(Data extract)

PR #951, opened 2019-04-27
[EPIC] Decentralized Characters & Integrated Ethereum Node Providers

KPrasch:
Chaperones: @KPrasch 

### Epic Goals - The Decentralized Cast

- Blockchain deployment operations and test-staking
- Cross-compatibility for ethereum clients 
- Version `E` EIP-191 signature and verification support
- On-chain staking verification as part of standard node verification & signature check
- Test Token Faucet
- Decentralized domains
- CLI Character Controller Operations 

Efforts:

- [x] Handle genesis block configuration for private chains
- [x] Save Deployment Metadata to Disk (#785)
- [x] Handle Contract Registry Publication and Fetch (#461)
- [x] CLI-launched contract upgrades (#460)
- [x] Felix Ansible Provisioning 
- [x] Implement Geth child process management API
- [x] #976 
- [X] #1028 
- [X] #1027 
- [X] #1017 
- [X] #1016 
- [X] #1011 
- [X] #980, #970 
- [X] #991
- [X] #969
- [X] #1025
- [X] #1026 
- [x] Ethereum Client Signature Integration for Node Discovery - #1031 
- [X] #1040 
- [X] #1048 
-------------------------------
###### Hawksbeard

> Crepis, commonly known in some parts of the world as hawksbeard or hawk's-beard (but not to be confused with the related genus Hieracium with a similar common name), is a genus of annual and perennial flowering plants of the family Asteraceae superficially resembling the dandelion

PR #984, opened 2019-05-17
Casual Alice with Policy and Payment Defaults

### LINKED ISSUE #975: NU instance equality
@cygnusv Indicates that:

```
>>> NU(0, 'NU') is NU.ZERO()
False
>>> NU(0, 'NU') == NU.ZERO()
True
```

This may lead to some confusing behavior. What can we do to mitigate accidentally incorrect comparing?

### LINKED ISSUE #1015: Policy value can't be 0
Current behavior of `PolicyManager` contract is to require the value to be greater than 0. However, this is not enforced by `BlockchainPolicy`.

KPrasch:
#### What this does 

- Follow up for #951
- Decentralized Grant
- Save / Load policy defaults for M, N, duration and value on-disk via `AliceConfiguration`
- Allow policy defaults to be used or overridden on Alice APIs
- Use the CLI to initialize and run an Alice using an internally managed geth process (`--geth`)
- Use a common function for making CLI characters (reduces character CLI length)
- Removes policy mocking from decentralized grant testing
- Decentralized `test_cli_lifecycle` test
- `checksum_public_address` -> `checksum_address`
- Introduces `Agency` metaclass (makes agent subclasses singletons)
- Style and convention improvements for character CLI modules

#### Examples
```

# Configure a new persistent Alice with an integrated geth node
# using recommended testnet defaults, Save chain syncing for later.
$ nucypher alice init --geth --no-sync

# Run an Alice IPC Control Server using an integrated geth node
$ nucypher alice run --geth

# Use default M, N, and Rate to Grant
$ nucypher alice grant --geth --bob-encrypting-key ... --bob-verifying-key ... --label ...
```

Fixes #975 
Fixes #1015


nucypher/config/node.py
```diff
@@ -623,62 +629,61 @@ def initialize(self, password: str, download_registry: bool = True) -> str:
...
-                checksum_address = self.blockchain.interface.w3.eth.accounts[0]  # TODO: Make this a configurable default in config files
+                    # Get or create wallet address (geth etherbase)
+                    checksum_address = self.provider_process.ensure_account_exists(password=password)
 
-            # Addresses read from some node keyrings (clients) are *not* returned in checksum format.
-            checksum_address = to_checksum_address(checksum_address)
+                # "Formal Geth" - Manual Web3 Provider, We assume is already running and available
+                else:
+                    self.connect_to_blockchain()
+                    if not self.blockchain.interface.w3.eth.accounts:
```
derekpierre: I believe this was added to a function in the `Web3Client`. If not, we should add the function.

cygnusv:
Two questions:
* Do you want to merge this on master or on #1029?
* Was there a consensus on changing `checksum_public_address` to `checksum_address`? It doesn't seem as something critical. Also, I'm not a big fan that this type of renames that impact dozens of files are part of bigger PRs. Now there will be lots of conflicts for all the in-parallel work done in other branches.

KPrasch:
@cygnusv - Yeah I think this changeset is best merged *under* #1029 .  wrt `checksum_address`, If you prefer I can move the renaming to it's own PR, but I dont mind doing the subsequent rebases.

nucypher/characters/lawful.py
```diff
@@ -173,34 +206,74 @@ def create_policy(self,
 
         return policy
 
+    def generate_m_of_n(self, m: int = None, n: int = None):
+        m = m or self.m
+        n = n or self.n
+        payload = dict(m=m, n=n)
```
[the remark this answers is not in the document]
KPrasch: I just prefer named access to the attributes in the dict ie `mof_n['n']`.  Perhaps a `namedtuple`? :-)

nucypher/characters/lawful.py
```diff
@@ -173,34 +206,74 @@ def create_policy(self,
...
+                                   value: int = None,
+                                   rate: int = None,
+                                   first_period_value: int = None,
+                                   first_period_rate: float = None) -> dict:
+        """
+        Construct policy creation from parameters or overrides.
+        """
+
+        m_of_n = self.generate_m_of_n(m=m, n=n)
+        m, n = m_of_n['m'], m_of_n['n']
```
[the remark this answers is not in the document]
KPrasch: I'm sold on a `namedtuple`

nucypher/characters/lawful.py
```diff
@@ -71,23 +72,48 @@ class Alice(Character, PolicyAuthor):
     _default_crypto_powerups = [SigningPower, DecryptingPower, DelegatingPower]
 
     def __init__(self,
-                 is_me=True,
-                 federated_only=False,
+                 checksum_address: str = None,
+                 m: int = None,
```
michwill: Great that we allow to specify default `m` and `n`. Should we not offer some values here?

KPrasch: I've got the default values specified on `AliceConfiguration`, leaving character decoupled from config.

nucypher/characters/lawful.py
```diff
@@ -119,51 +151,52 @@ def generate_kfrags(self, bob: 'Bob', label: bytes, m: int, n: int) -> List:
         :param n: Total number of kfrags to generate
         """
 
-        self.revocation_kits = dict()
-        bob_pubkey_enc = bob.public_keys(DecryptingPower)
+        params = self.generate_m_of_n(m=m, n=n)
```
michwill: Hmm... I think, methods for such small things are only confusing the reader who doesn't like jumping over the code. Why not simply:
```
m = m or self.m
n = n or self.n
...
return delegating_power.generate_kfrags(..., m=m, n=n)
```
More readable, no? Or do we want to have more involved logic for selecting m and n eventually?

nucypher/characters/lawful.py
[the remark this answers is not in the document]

(End Data extract)

• _Assignment_
Every entry needs to be copied exactly as it was written.

• _Answer to this task_
PR #951, opened 2019-04-27
[EPIC] Decentralized Characters & Integrated Ethereum Node Providers

KPrasch:
Chaperones: @KPrasch 

### Epic Goals - The Decentralized Cast

- Blockchain deployment operations and test-staking
- Cross-compatibility for ethereum clients 
- Version `E` EIP-191 signature and verification support
- On-chain staking verification as part of standard node verification & signature check
- Test Token Faucet
- Decentralized domains
- CLI Character Controller Operations 

Efforts:

- [x] Handle genesis block configuration for private chains
- [x] Save Deployment Metadata to Disk (#785)
- [x] Handle Contract Registry Publication and Fetch (#461)
- [x] CLI-launched contract upgrades (#460)
- [x] Felix Ansible Provisioning 
- [x] Implement Geth child process management API
- [x] #976 
- [X] #1028 
- [X] #1027 
- [X] #1017 
- [X] #1016 
- [X] #1011 
- [X] #980, #970 
- [X] #991
- [X] #969
- [X] #1025
- [X] #1026 
- [x] Ethereum Client Signature Integration for Node Discovery - #1031 
- [X] #1040 
- [X] #1048 
-------------------------------
###### Hawksbeard

> Crepis, commonly known in some parts of the world as hawksbeard or hawk's-beard (but not to be confused with the related genus Hieracium with a similar common name), is a genus of annual and perennial flowering plants of the family Asteraceae superficially resembling the dandelion

PR #984, opened 2019-05-17
Casual Alice with Policy and Payment Defaults

### LINKED ISSUE #975: NU instance equality
@cygnusv Indicates that:

```
>>> NU(0, 'NU') is NU.ZERO()
False
>>> NU(0, 'NU') == NU.ZERO()
True
```

This may lead to some confusing behavior. What can we do to mitigate accidentally incorrect comparing?

### LINKED ISSUE #1015: Policy value can't be 0
Current behavior of `PolicyManager` contract is to require the value to be greater than 0. However, this is not enforced by `BlockchainPolicy`.

KPrasch:
#### What this does 

- Follow up for #951
- Decentralized Grant
- Save / Load policy defaults for M, N, duration and value on-disk via `AliceConfiguration`
- Allow policy defaults to be used or overridden on Alice APIs
- Use the CLI to initialize and run an Alice using an internally managed geth process (`--geth`)
- Use a common function for making CLI characters (reduces character CLI length)
- Removes policy mocking from decentralized grant testing
- Decentralized `test_cli_lifecycle` test
- `checksum_public_address` -> `checksum_address`
- Introduces `Agency` metaclass (makes agent subclasses singletons)
- Style and convention improvements for character CLI modules

#### Examples
```

# Configure a new persistent Alice with an integrated geth node
# using recommended testnet defaults, Save chain syncing for later.
$ nucypher alice init --geth --no-sync

# Run an Alice IPC Control Server using an integrated geth node
$ nucypher alice run --geth

# Use default M, N, and Rate to Grant
$ nucypher alice grant --geth --bob-encrypting-key ... --bob-verifying-key ... --label ...
```

Fixes #975 
Fixes #1015


nucypher/config/node.py
```diff
@@ -623,62 +629,61 @@ def initialize(self, password: str, download_registry: bool = True) -> str:
...
-                checksum_address = self.blockchain.interface.w3.eth.accounts[0]  # TODO: Make this a configurable default in config files
+                    # Get or create wallet address (geth etherbase)
+                    checksum_address = self.provider_process.ensure_account_exists(password=password)
 
-            # Addresses read from some node keyrings (clients) are *not* returned in checksum format.
-            checksum_address = to_checksum_address(checksum_address)
+                # "Formal Geth" - Manual Web3 Provider, We assume is already running and available
+                else:
+                    self.connect_to_blockchain()
+                    if not self.blockchain.interface.w3.eth.accounts:
```
derekpierre: I believe this was added to a function in the `Web3Client`. If not, we should add the function.

cygnusv:
Two questions:
* Do you want to merge this on master or on #1029?
* Was there a consensus on changing `checksum_public_address` to `checksum_address`? It doesn't seem as something critical. Also, I'm not a big fan that this type of renames that impact dozens of files are part of bigger PRs. Now there will be lots of conflicts for all the in-parallel work done in other branches.

KPrasch:
@cygnusv - Yeah I think this changeset is best merged *under* #1029 .  wrt `checksum_address`, If you prefer I can move the renaming to it's own PR, but I dont mind doing the subsequent rebases.

nucypher/characters/lawful.py
```diff
@@ -173,34 +206,74 @@ def create_policy(self,
 
         return policy
 
+    def generate_m_of_n(self, m: int = None, n: int = None):
+        m = m or self.m
+        n = n or self.n
+        payload = dict(m=m, n=n)
```
[the remark this answers is not in the document]
KPrasch: I just prefer named access to the attributes in the dict ie `mof_n['n']`.  Perhaps a `namedtuple`? :-)

nucypher/characters/lawful.py
```diff
@@ -173,34 +206,74 @@ def create_policy(self,
...
+                                   value: int = None,
+                                   rate: int = None,
+                                   first_period_value: int = None,
+                                   first_period_rate: float = None) -> dict:
+        """
+        Construct policy creation from parameters or overrides.
+        """
+
+        m_of_n = self.generate_m_of_n(m=m, n=n)
+        m, n = m_of_n['m'], m_of_n['n']
```
[the remark this answers is not in the document]
KPrasch: I'm sold on a `namedtuple`

nucypher/characters/lawful.py
```diff
@@ -71,23 +72,48 @@ class Alice(Character, PolicyAuthor):
     _default_crypto_powerups = [SigningPower, DecryptingPower, DelegatingPower]
 
     def __init__(self,
-                 is_me=True,
-                 federated_only=False,
+                 checksum_address: str = None,
+                 m: int = None,
```
michwill: Great that we allow to specify default `m` and `n`. Should we not offer some values here?

KPrasch: I've got the default values specified on `AliceConfiguration`, leaving character decoupled from config.

nucypher/characters/lawful.py
```diff
@@ -119,51 +151,52 @@ def generate_kfrags(self, bob: 'Bob', label: bytes, m: int, n: int) -> List:
         :param n: Total number of kfrags to generate
         """
 
-        self.revocation_kits = dict()
-        bob_pubkey_enc = bob.public_keys(DecryptingPower)
+        params = self.generate_m_of_n(m=m, n=n)
```
michwill: Hmm... I think, methods for such small things are only confusing the reader who doesn't like jumping over the code. Why not simply:
```
m = m or self.m
n = n or self.n
...
return delegating_power.generate_kfrags(..., m=m, n=n)
```
More readable, no? Or do we want to have more involved logic for selecting m and n eventually?

nucypher/characters/lawful.py
[the remark this answers is not in the document]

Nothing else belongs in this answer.